文摘Currently, most public higher learning institutions in Tanzania rely on traditional in-class examinations, requiring students to register and present identification documents for examinations eligibility verification. This system, however, is prone to impersonations due to security vulnerabilities in current students’ verification system. These vulnerabilities include weak authentication, lack of encryption, and inadequate anti-counterfeiting measures. Additionally, advanced printing technologies and online marketplaces which claim to produce convincing fake identification documents make it easy to create convincing fake identity documents. The Improved Mechanism for Detecting Impersonations (IMDIs) system detects impersonations in in-class exams by integrating QR codes and dynamic question generation based on student profiles. It consists of a mobile verification app, built with Flutter and communicating via RESTful APIs, and a web system, developed with Laravel using HTML, CSS, and JavaScript. The two components communicate through APIs, with MySQL managing the database. The mobile app and web server interact to ensure efficient verification and security during examinations. The implemented IMDIs system was validated by a mobile application which is integrated with a QR codes scanner for capturing codes embedded in student Identity Cards and linking them to a dynamic question generation model. The QG model uses natural language processing (NLP) algorithm and Question Generation (QG) techniques to create dynamic profile questions. Results show that the IMDIs system could generate four challenging profile-based questions within two seconds, allowing the verification of 200 students in 33 minutes by one operator.
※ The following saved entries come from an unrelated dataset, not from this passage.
Issue #1489, opened 2021-03-07
Add a required `Display Name: field` in the sign up form


angle943:
Below `Confirm Password` field, make a required `display name` field. `name=display_name`

PR #1507, opened 2021-03-09
Add Display Name field in the sign up

manishram:
Fix: https://github.com/thenewboston-developers/Website/issues/1489

Account Number: `0f92e975101eb96cea80dce430d74efd3172fa229377818d467ded85dcf2ab6c`

### DIFF
--- a/src/containers/CreateAccount/index.tsx
+++ b/src/containers/CreateAccount/index.tsx
@@ -21,11 +21,15 @@ const CreateAccount: FC = () => {
   const [errorMessage, setErrorMessage] = useState<string>('');
   const [submitting, setSubmitting] = useState<boolean>(false);
 
-  const handleSubmit = async ({email, password}: FormValues): Promise<void> => {
+  const handleSubmit = async ({display_name, email, password}: FormValues): Promise<void> => {
     try {
       setErrorMessage('');
       setSubmitting(true);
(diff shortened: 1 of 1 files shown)


amarjeet987 (commented):
@angle943 Can the user use numbers / special characters in the display name?
If not, @manishram you can put up some html pattern kinda thingy like "[a-zA-Z]*"  for the input to prevent the user from using numbers and special characters in the display name.

manishram:
I thought that too but then realised maybe people would like to use display names like **Chri$to4** instead of **Christopher**. 😂

 Let's see what Justin say.

angle943:
Good points, for now, lets just do these two:

1) no whitespaces on the left & right (we can probably just `trim` the field before sending it off to the BE)
2) max length of `30` (instead of using `yup` for this, we can probably just use `max_length` on the `Input`. Or if our `Input` is not configured to accept that, you can use `yup` validation for that

angle943 (changes requested):
look at comments above

jamessspanggg:
Added the trimming of display name before sending to BE, also added the 30 character limit with yup. Our current `Input` does not handle it.

cc @angle943 @manishram

manishram:
Thanks, @jamessspanggg I got busy with Weekly Reports.

angle943 (approved):

manishram:
Hey, @jamessspanggg can you give me your acc # so that I can send you 250coins for helping me out in this PR.

PR #93, opened 2015-04-20
[ADD] hr_employee_data_from_work_address

hbrunn:
# User data from employee

When using HR, there are a couple of partners involved per employee: The employee's work address, the employee's private address and the partner assigned to the employee's user (if any). The latter is used to store some data about the user, like the email address. In many cases, it would be more convenient to edit this data from the employee record. This module assumes you assign a (different) partner for the work address to every employee, and synchronizes its values with the employee record. Then you should use this partner record also for the user record.
# Usage

After installation, updating an employee's `work_email` or `work_phone` record transparently changes the linked partner's appropriate field. For obvious reasons, the default for the work address being the company's address has been lifted. Partners created through the work address field will have the `employee`-flag set, and the `partner_id` field on the user record filters for this flag.

When creating a user, you can select the existing partner record for your employee, so it will be updated transparently too. Creating a user via the user field in the employee form preselects this partner record.


hr_employee_data_from_work_address/README.rst
```diff
@@ -0,0 +1,37 @@
+User data from employee
+=======================
+
+When using HR, there are a couple of partners involved per employee: The employee's work address, the employee's private address and the partner assigned to the employee's user (if any). The latter is used to store some data about the user, like the email address. In many cases, it would be more convenient to edit this data from the employee record. This module assumes you assign a (different) partner for the work address to every employee, and synchronizes its values with the employee record. Then you should use this partner record also for the user record.
+
+Usage
+=====
+
+After installation, updating an employee's `work_email` or `work_phone` record transparently changes the linked partner's appropriate field. For obvious reasons, the default for the work address being the company's address has been lifted. Partners created through the work address field will have the `employee`-flag set, and the `partner_id` field on the user record filters for this flag.
```
StefanRijnhart: I agree with the functionality provided, and I noticed this assumption. However, as setting the company address is the default in Odoo, you might want to make this into a big warning saying that things get ugly quickly if your employees actually do have the company address (this will lead to random employees' email addresses and phone numbers appear on your sale orders, and users being created from such employees forms get the company address)

hr_employee_data_from_work_address/models/hr_employee.py
```diff
@@ -0,0 +1,44 @@
...
+from openerp import models, fields, api
+
+
+class HrEmployee(models.Model):
+    _inherit = 'hr.employee'
+
+    address_id = fields.Many2one(required=True)
+    work_phone = fields.Char(related=['address_id', 'phone'])
+    work_email = fields.Char(related=['address_id', 'email'])
+    mobile_phone = fields.Char(related=['address_id', 'mobile'])
```
StefanRijnhart, line 30: Can we have the employee's image here as well, linking to the partner image?

StefanRijnhart:
You're not making runbot happy because

```
Table 'hr_employee': unable to set a NOT NULL constraint on column 'address_id'
```

You can either enhance the hr module's demo data with addresses for the demo employees, or you can migrate the existing data for users without an address_id (or even include employees that have the company address) in the following way:
- take the users' partner_id if there is a user
- otherwise, create a new partner based on the existing data from the employee.

hbrunn:
@StefanRijnhart thanks for your input, I addressed all your points

mdietrichc2c:
LGTM, :+1:

StefanRijnhart:
Thanks! :+1:

PR #96, opened 2015-04-22
[MIG] Migrate hr_security to V8.

feketemihai:


feketemihai:
@max3903 Can you check this, the module adds some rules to hr.contract for employee and officer, the ideea is that from hr.contract the contracts button on employee and contracts menu are restricted to HR Manager group, should i modify this restrictions to allow viewing contract based on the rules specified?

ghost:
@feketemihai Yes, it would make sens.

mdietrichc2c:
LGTM, :+1:

max3903:
:+1:

PR #97, opened 2015-04-22
[MIG] Migrate hr_simplify to V8 and new API

feketemihai:
I made a few comments, waiting for your oppinions about it.


hr_simplify/models/hr_employee.py
```diff
@@ -0,0 +1,57 @@
...
+        return res
+
+    contract_id = fields.Many2one("hr.contract", string="Contract",
+                                  compute="_get_latest_contract",
+                                  store=True,
+                                  help="Latest contract of the employee")
+    job_id = fields.Many2one("hr.job", string="Job",
+                             related="contract_id.job_id")
+
+    _sql_constraints = [
```
feketemihai, line 54: Do we need this constrain, basically if we put the constrain on this, we should put on ssnid and sinid fields which are similar.

hr_simplify/models/hr_job.py
```diff
@@ -0,0 +1,75 @@
+# -*- coding:utf-8 -*-
```
feketemihai, line 1: File not imported yet...help requested.

hr_simplify/models/hr_job.py
```diff
@@ -0,0 +1,75 @@
...
+        'no_of_employee': fields.function(
+            _no_of_contracts,
+            string="Current Number of Employees",
+            help='Number of employees currently occupying this job position.',
+            store={
+                'hr.contract': (_get_job_position, ['job_id'], 10),
+            },
+            multi='no_of_employee',
+        ),
+        'expected_employees': fields.function(
```
feketemihai, line 62: Basically this is increasing the number of forecacsted employees, isn't this supposed to modify no_of_recruitment field, by making a difference between expected_employees and no_of_employee fields.

ghost:
@feketemihai My opinion is that this module should not be ported to v8. It does many things that are not related one to another. Globally, this module is incoherent. Fields in models are rewritten (e.g. state in contract model). The name of the module is also incoherent, because this module does not simplify things, it complicates them. For this reason, I would suggest to split the module in more modules and give them proper names.

feketemihai:
@dufresnedavid I started to port the hr_contract_init to V8 and i saw that the module depends on the 'hr_job_categories', 'hr_security', 'hr_simplify', that's why i started to port the dependencies first and i didn't saw any issue regarding this modules...
Waiting for others oppinion about this...

feketemihai:
@OCA/human-resources-maintainers After thinking more we should remove this module from the repo, it's just a mix of usability, not adding a precise feature

Thoughts?

dreispt:
I agree on removal from 8.0 (and 9.0?). Maybe we should also add some info on the 7.0 description stating that it is deprecated.

andhit-r:
@feketemihai @dreispt what is the final decision regarding this module? deprecated from 8.0?

feketemihai:
From my point of view, yes...we will have to add this in the name of the module...

andhit-r:
:+1:

PR #99, opened 2015-04-24
[MIG] Migrate hr_employee_firstname to V8

feketemihai:


hr_employee_firstname/models/hr.py
```diff
@@ -0,0 +1,81 @@
...
+from openerp import models, fields, api
+
+
+class hr_employee(models.Model):
+    _inherit = 'hr.employee'
+
+    @api.cr_context
+    def _auto_init(self, cr, context=None):
+        res = super(hr_employee, self)._auto_init(cr, context=context)
+        cr.execute("""
```
ghost: Please explain what this query does in docstring and explain why it cannot be done in a "create" method. Also, add a couple unit tests that check exactly what it does.

feketemihai: I will add a test...the ideea is that if you already have employee's in database, and install after the module, it will split the name_related fields to firstname and lastname fields for the ones that are recorded...i've put the calculation about "-2" is to check if by mistake the employee's name doesn't start with a " ", and if it start's to pass it.

feketemihai:
@dufresnedavid Can you help me here...i modify the auto_init but on runbot with the demo data, it raises error. How can i init the class and update the fields firstname and lastname to be ok?
Thanks.

ghost:
@feketemihai let me a couple of days and i'll get back to you with a solution.

feketemihai:
Thanks David for your work...i just merged it to see if it's ok on runbot.

hr_employee_firstname/models/hr_employee.py
```diff
@@ -0,0 +1,89 @@
...
+
+        elif vals.get('name'):
+            vals['firstname'], vals['lastname'] = self.split_name(vals['name'])
+
+        return super(HrEmployee, self).create(vals)
+
+    @api.multi
+    def write(self, vals):
+        if vals.get('firstname') or vals.get('lastname'):
+            self.ensure_one()
```
dreispt, line 79: Write should work on multiple records, this prevents it.

hr_employee_firstname/models/hr_employee.py
```diff
@@ -0,0 +1,89 @@
...
+            })
+
+    @api.one
+    @api.onchange('firstname', 'lastname')
+    def get_name(self):
+        if self.firstname and self.lastname:
+            self.name = ' '.join([self.firstname, self.lastname])
+
+    def _firstname_default(self):
+        return ' ' if self.env.context.get('module') else False
```
dreispt, line 59: I don't understand the purpose of this.
Can it be removed?

hr_employee_firstname/models/hr_employee.py
```diff
@@ -0,0 +1,89 @@
...
+            ee.write({
+                'firstname': firstname,
+                'lastname': lastname,
+            })
+
+    @api.one
+    @api.onchange('firstname', 'lastname')
+    def get_name(self):
+        if self.firstname and self.lastname:
+            self.name = ' '.join([self.firstname, self.lastname])
```
dreispt, line 56: Shouldn't we also have a onchange on `name`?

hr_employee_firstname/models/hr_employee.py
```diff
@@ -0,0 +1,89 @@
...
+#
+##############################################################################
+
+from openerp import models, fields, api, SUPERUSER_ID
+
+
+class HrEmployee(models.Model):
+    _inherit = 'hr.employee'
+
+    def split_name(self, name):
```
dreispt, line 29: @api.model ?

hr_employee_firstname/models/hr_employee.py
feketemihai, line 56: Yes i think we should have, but it's quite strange, since we are hiding the name field in the view, i think we should add an onchange on 'resource_id.name' field and to recompute firstname and lastname of the linked employee...

dreispt, line 56: OK - the onchange is for better UI interaction; it is only needed for the editable fields on the form.
if necessary, the actual work is done in the `write()` method.
So, you can forget this comment.

hr_employee_firstname/models/hr_employee.py
ghost, line 59: I added this. @feketemihai can you add a comment to explain it. This ensures that the when the module is installing, the demo records already present in the database won't generate an error because they have null values for fields firstname and lastname. When the module is installing, the context contains {'module': 'hr_employee_firstname'}.

hr_employee_firstname/models/hr_employee.py
ghost, line 79: @dreispt You should never write the same firstname and lastname for multiple employees at the same time.

hr_employee_firstname/models/hr_employee.py
dreispt, line 59: Thanks! I didn't know about that.

hr_employee_firstname/models/hr_employee.py
StefanRijnhart, line 79: @dufresnedavid I find this constraint a bit artificial

ghost, line 79: @StefanRijnhart What would you suggest instead ?

StefanRijnhart, line 79: Don't check if first or last name are written to more than one record. It's a responsibility of the user. They might even come up with a valid use case for that.

ghost, line 79: @StefanRijnhart I agree.

hbrunn, line 79: and what the code actually does is to forbid to write either first or last name to multiple records. This two lines definitely should go away

hr_employee_firstname/models/hr_employee.py
```diff
@@ -0,0 +1,89 @@
...
+        new_name = [w for w in name.split(' ') if w]
```
hbrunn, line 30: you can tell python how many parts you want: https://docs.python.org/2/library/stdtypes.html#str.split
so `name.split(' ', 1)` gives you at most two tokens

hr_employee_firstname/models/hr_employee.py
```diff
@@ -0,0 +1,89 @@
...
+            vals['firstname'], vals['lastname'] = self.split_name(vals['name'])
+
+        return super(HrEmployee, self).create(vals)
+
+    @api.multi
+    def write(self, vals):
+        if vals.get('firstname') or vals.get('lastname'):
+            self.ensure_one()
+
+            vals['name'] = ' '.join([
```
hbrunn, line 81: `vals.setdefault()` in case we already write `name` for whatever reason?

hr_employee_firstname/__openerp__.py
```diff
@@ -21,34 +21,23 @@
...
-This module allows you to add firstname and lastname in employee form,
-and concatenate both in name field.
-
-Contributors
-------------
-* El Hadji Dem (elhadji.dem@savoirfairelinux.com)
-* Sandy Carter (sandy.carter@savoirfairelinux.com)
-""",
     'depends': [
         'hr',
```
pedrobaeza, line 35: You should depend of partner_firstname and fill correctly partner data.

ghost, line 35: I agree with @pedrobaeza

yvaucher:
Superseeded by #127

PR #103, opened 2015-05-10
[ADD] Module hr_period

ghost:


hr_period/README.rst
```diff
@@ -0,0 +1,95 @@
...
+
+Install the payroll of your localisation, then install this module.
+
+
+Configuration
+=============
+
+Create a fiscal year
+--------------------
+Go to: Human Resources -> Configuration -> Payroll -> Payoll Fiscal Year
```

The IMDIs system also tracks exam-eligible students, aiding in exam attendance and integrates with a Short Message Service (SMS) to report impersonation incidents to a dedicated security officer in real-time. The IMDIs system was tested and found to be 98% secure, 100% convenient, with a 0% false rejection rate and a 2% false acceptance rate, demonstrating its security, reliability, and high performance.